▶ **Available records**:

+++

PR #488, opened 2020-07-24
[WIP] Add proper Repl

### LINKED ISSUE #372: Use rustyline for REPL

Stupremee:
This PR will introduce a proper Repl using [rustyline](https://crates.io/crates/rustyline) and the `jit` backend.

Only merge if #493 is merged
Resolves #372


src/bin/repl/helper.rs
```diff
@@ -84,5 +87,27 @@ impl Hinter for ReplHelper {
 impl Completer for ReplHelper {
     type Candidate = String;
```
jyn514, line 88: Now that the commands are `&'static str`, this could be as well.
```suggestion
    type Candidate = &'static str;
```

src/bin/repl/helper.rs
```diff
@@ -0,0 +1,113 @@
...
+
+impl Highlighter for ReplHelper {
+    fn highlight<'l>(&self, line: &'l str, pos: usize) -> Cow<'l, str> {
+        // TODO: Syntax highlighting.
+        self.highlighter.highlight(line, pos)
+    }
+
+    fn highlight_hint<'h>(&self, hint: &'h str) -> Cow<'h, str> {
+        let hint = Style::new().dimmed().paint(hint);
+        Cow::Owned(hint.to_string())
```
jyn514, line 37: This could be `Cow::Borrowed` I think.
```suggestion
        Cow::Borrowed(hint)
```

src/bin/repl/mod.rs
```diff
@@ -0,0 +1,98 @@
...
+            .history_ignore_dups(false)
+            .completion_type(CompletionType::List)
+            .edit_mode(EditMode::Emacs)
+            .max_history_size(1000)
+            .tab_stop(4)
+            .build();
+        let mut editor = Editor::with_config(config);
+
+        let commands = default_commands();
+        let helper = ReplHelper::new(commands.keys().map(|x| *x).collect());
```
jyn514, line 37:
```suggestion
        let helper = ReplHelper::new(commands.keys().copied().collect());
```

src/bin/repl/mod.rs
```diff
@@ -0,0 +1,98 @@
...
+        Some(history)
+    }
+
+    fn process_line(&mut self, line: String) {
+        self.editor.add_history_entry(line.clone());
+
+        if line.trim().starts_with(PREFIX) {
+            let name = line.split(' ').next().unwrap();
+
+            match self.commands.get(&name[1..]) {
```
jyn514, line 90: Will this panic on `:`?

src/bin/repl/commands.rs
```diff
@@ -0,0 +1,26 @@
...
+    map
+}
+
+fn help_command(_repl: &mut Repl, _args: &str) {
+    println!(
+        "
+Available commands:
+    {p}help      Shows this message
+    {p}quit|q    Quits the repl
+",
```
jyn514, line 18: This prints an extra newline at the start and end.
```suggestion
    print!(
        "\
Available commands:
    {p}help      Shows this message
    {p}quit|q    Quits the repl
",
```

src/bin/repl/helper.rs
```diff
@@ -0,0 +1,113 @@
...
+        let mut stack = vec![];
+
+        for c in input.chars() {
+            match c {
+                '(' | '[' | '{' => stack.push(c),
+                ')' | ']' | '}' => match (stack.pop(), c) {
+                    (Some('('), ')') | (Some('['), ']') | (Some('{'), '}') => {}
+                    (_, _) => {
+                        return Ok(ValidationResult::Invalid(Some(
+                            "unclosed delimiter".to_string(),
```
jyn514, line 57: This is `a)`, not `(a`.
```suggestion
                            "extra closing delimiter".to_string(),
```

src/bin/repl/mod.rs
```diff
@@ -0,0 +1,98 @@
...
+    }
+
+    fn load_history(&mut self) -> Option<()> {
+        let path = Self::history_path()?;
+        self.editor.load_history(&path).ok()
+    }
+
+    fn history_path() -> Option<PathBuf> {
+        let mut history = home_dir()?;
+        history.push(".saltwater_history");
```
jyn514, line 80: This should use [`data_dir`](https://docs.rs/dirs-next/1.0.1/dirs_next/fn.data_dir.html) or `cache_dir` I think.
```suggestion
        let mut history = data_dir()?;
        history.push("saltwater_history");
```

src/bin/swcci.rs
```diff
@@ -0,0 +1,12 @@
+mod repl;
+
+fn main() {
+    let mut repl = repl::Repl::new();
+    match repl.run() {
+        Ok(_) => {}
+        Err(err) => {
+            println!("Unknown error in the REPL occurred: {}", err);
```
jyn514, line 8: This seems a little verbose:
```suggestion
            println!("error: {}", err);
```

src/bin/repl/mod.rs
Stupremee: No, it will print `unknown command ':'`.

src/bin/repl/helper.rs
Stupremee: Unfortunately, it can't.

jyn514: Hmm I see, and you can't change the return type since it's a trait. Ok, not worth worrying about then.

src/bin/repl/mod.rs
```diff
@@ -93,7 +98,92 @@ impl Repl {
...
+        let mut jit = JIT::from(module);
+        jit.finalize();
+        let execute_fun = jit
+            .get_compiled_function("execute")
+            .expect("this is not good.");
+
+        match expr_ty {
+            Type::Long(signed) => {
+                let result = unsafe {
+                    let execute: unsafe extern "C" fn() -> u64 = std::mem::transmute(execute_fun);
```
jyn514, line 128: Any reason you can't return `i64` directly here? They're represented the same at the hardware level.
```suggestion
                    let execute: unsafe extern "C" fn() -> i64 = std::mem::transmute(execute_fun);
```

src/bin/repl/mod.rs
```diff
@@ -0,0 +1,189 @@
...
+fn wrap_expr(expr: Expr) -> Locatable<Declaration> {
+    let fun = hir::Variable {
+        ctype: types::Type::Function(types::FunctionType {
+            return_type: Box::new(expr.ctype.clone()),
+            params: vec![],
+            varargs: false,
+        }),
+        storage_class: data::StorageClass::Extern,
+        qualifiers: Default::default(),
+        id: saltwater::InternedStr::get_or_intern("execute"),
```
jyn514, line 159:
```suggestion
        id: "execute".into(),
```

src/bin/repl/mod.rs
```diff
@@ -0,0 +1,189 @@
...
+    };
+
+    let span = expr.location;
+    let return_stmt = span.with(hir::StmtType::Return(Some(expr)));
+    let init = hir::Initializer::FunctionBody(vec![return_stmt]);
+    let decl = hir::Declaration {
+        // FIXME: Currently doesn't work. Just make insert() pub?
+        symbol: fun.insert(),
```
jyn514, line 167: Hmm, the reason I make this private was because I was thinking about parsing and didn't want people to accidentally add a new identifier ... but it does seem like that would be a major use case for any programmatic use. I'm fine with making it public :)

src/bin/repl/mod.rs
```diff
@@ -0,0 +1,189 @@
...
+    let expr = parser.expr()?;
+
+    let mut analyzer = PureAnalyzer::new();
+    let expr = analyzer.expr(expr);
+
+    // FIXME: error_handler is private so this doesn't work right now.
+    // Please review and propose a solution.
+    // if let Some(err) = analyzer.error_handler.pop_front() {
+    //     return Err(err);
+    // }
```
jyn514, line 186: Oops, there isn't actually a way to get errors from `PureAnalyzer`.

@pythondude325 I think we could add an `errors()` method here? Where it just returns `mem::take(&mut self.error_handler)`?

src/bin/swcc.rs
```diff
@@ -554,7 +554,7 @@ mod backtrace {
 
 #[cfg(feature = "salty")]
 fn play_scream() -> Result<(), ()> {
-    const SCREAM: &[u8] = include_bytes!("data/R2D2-Scream.ogg");
+    const SCREAM: &[u8] = include_bytes!("../data/R2D2-Scream.ogg");
```
jyn514, line 557:
```suggestion
    const SCREAM: &[u8] = include_bytes!(concat!(env!("CARGO_MANIFEST_DIR"), "data/R2D2-Scream.ogg")));
```

src/bin/repl/helper.rs
```diff
@@ -0,0 +1,127 @@
...
+    }
+}
+
+impl Hinter for ReplHelper {
+    fn hint(&self, line: &str, pos: usize, _ctx: &Context<'_>) -> Option<String> {
+        let start = &line[..pos];
+        if !start.starts_with(PREFIX) {
+            return None;
+        }
+        let start = &start[1..];
```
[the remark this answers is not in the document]
Stupremee: I made the `PREFIX` a `char` to avoid stuff like that

src/bin/repl/mod.rs
Stupremee: Yes I can do that, but then I still have to cast it to a `u64` if it's unsigned, so there's not really a difference to the current code

src/bin/repl/mod.rs
```diff
@@ -21,6 +22,15 @@ const PREFIX: char = ':';
...
 const PROMPT: &str = ">> ";
 
+macro_rules! execute {
+    ($fun:ident, $ty:path, $action:expr) => {
+        $action(unsafe {
+            let execute: unsafe extern "C" fn() -> $ty = std::mem::transmute($fun);
+            execute()
+        });
+    };
+}
```
jyn514, line 32: This is used like
```rust
execute!(fun, bool, |b| println!("=> {}", b)),
```
I think it would be easier and simpler to do `println!("=> {}", execute!(fun, bool))`, which means you don't need `$action` or to create a new closure.

src/bin/repl/mod.rs
```diff
@@ -114,26 +124,37 @@ impl Repl {
...
+                false => println!("=> {}", x as u32),
+            }),
+            Type::Long(signed) => execute!(fun, i64, |x| match signed {
+                true => println!("=> {}", x),
+                false => println!("=> {}", x as u64),
+            }),
+            Type::Float => execute!(fun, f32, |f| println!("=> {}", f)),
+            Type::Double => execute!(fun, f64, |f| println!("=> {}", f)),
+
+            Type::Char(_) => execute!(fun, char, |c| println!("=> {}", c)),
```
jyn514, line 151: This doesn't look quite right ... in Rust, `char` is a [unicode scalar character](https://doc.rust-lang.org/std/primitive.char.html) which is represented as 4 bytes. In C, it's an arbitrary byte, which could be invalid utf8 (`0xff`).
```suggestion
            Type::Char(_) => execute!(fun, u8, |c| println!("=> {}", if c.is_ascii() { c as char } else { `hex::encode(&[c]) })),
```
https://docs.rs/hex/0.4.2/hex/fn.encode.html

src/bin/repl/mod.rs
```diff
@@ -114,26 +124,37 @@ impl Repl {
...
+            Type::Bool => execute!(fun, bool, |b| println!("=> {}", b)),
+            Type::Void => unsafe {
+                let execute: unsafe extern "C" fn() = std::mem::transmute(fun);
+                execute()
+            },
```
jyn514, line 156:
```suggestion
            Type::Void => execute!(fun, (), |_| {}),
```

Stupremee:
I have to reopen because I accidentally deleted my fork (:sweat_smile:)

+++

▶ **What to work on**: Count the lines of the data that include the string "accidentally", and give only that number.

▶ **Answer area**: 2